Goal of the exercise
Look below for the line containing "feat(components-native): BREAKING CHANGE: Upgrade"; from there through the line containing "breaking change tag**", both lines included, please set down each line exactly and nothing else.

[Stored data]
......
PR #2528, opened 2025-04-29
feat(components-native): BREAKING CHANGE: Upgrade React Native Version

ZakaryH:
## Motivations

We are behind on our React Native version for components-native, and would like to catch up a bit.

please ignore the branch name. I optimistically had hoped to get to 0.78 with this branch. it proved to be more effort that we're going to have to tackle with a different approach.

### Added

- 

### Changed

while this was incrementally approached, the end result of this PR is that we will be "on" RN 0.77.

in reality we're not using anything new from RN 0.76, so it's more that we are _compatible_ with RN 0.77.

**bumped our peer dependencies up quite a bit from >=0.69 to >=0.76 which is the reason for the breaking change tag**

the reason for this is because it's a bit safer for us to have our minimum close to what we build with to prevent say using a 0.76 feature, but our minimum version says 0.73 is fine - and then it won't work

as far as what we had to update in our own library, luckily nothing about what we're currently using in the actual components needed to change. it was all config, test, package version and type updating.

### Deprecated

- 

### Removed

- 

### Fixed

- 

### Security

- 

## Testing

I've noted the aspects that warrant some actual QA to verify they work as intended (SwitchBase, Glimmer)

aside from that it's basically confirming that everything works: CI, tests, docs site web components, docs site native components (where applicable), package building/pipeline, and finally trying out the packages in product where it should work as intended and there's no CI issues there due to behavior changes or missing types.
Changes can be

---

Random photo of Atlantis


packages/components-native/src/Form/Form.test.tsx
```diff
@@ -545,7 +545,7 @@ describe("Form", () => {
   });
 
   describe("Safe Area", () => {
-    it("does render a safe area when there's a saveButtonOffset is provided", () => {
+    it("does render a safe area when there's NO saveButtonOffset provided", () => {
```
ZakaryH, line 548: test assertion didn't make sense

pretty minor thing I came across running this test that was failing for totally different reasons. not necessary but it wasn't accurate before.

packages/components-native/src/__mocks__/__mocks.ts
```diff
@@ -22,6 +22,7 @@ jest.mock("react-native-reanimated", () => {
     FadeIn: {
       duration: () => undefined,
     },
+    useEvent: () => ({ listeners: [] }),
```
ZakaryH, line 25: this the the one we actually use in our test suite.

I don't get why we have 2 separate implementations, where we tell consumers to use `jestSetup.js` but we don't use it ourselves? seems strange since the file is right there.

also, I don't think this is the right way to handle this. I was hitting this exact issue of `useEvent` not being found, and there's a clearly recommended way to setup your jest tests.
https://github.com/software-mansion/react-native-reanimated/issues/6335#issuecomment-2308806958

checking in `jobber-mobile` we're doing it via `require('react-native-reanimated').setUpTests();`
......
Answer for this exercise
feat(components-native): BREAKING CHANGE: Upgrade React Native Version

ZakaryH:
## Motivations

We are behind on our React Native version for components-native, and would like to catch up a bit.

please ignore the branch name. I optimistically had hoped to get to 0.78 with this branch. it proved to be more effort that we're going to have to tackle with a different approach.

### Added

- 

### Changed

while this was incrementally approached, the end result of this PR is that we will be "on" RN 0.77.

in reality we're not using anything new from RN 0.76, so it's more that we are _compatible_ with RN 0.77.

**bumped our peer dependencies up quite a bit from >=0.69 to >=0.76 which is the reason for the breaking change tag**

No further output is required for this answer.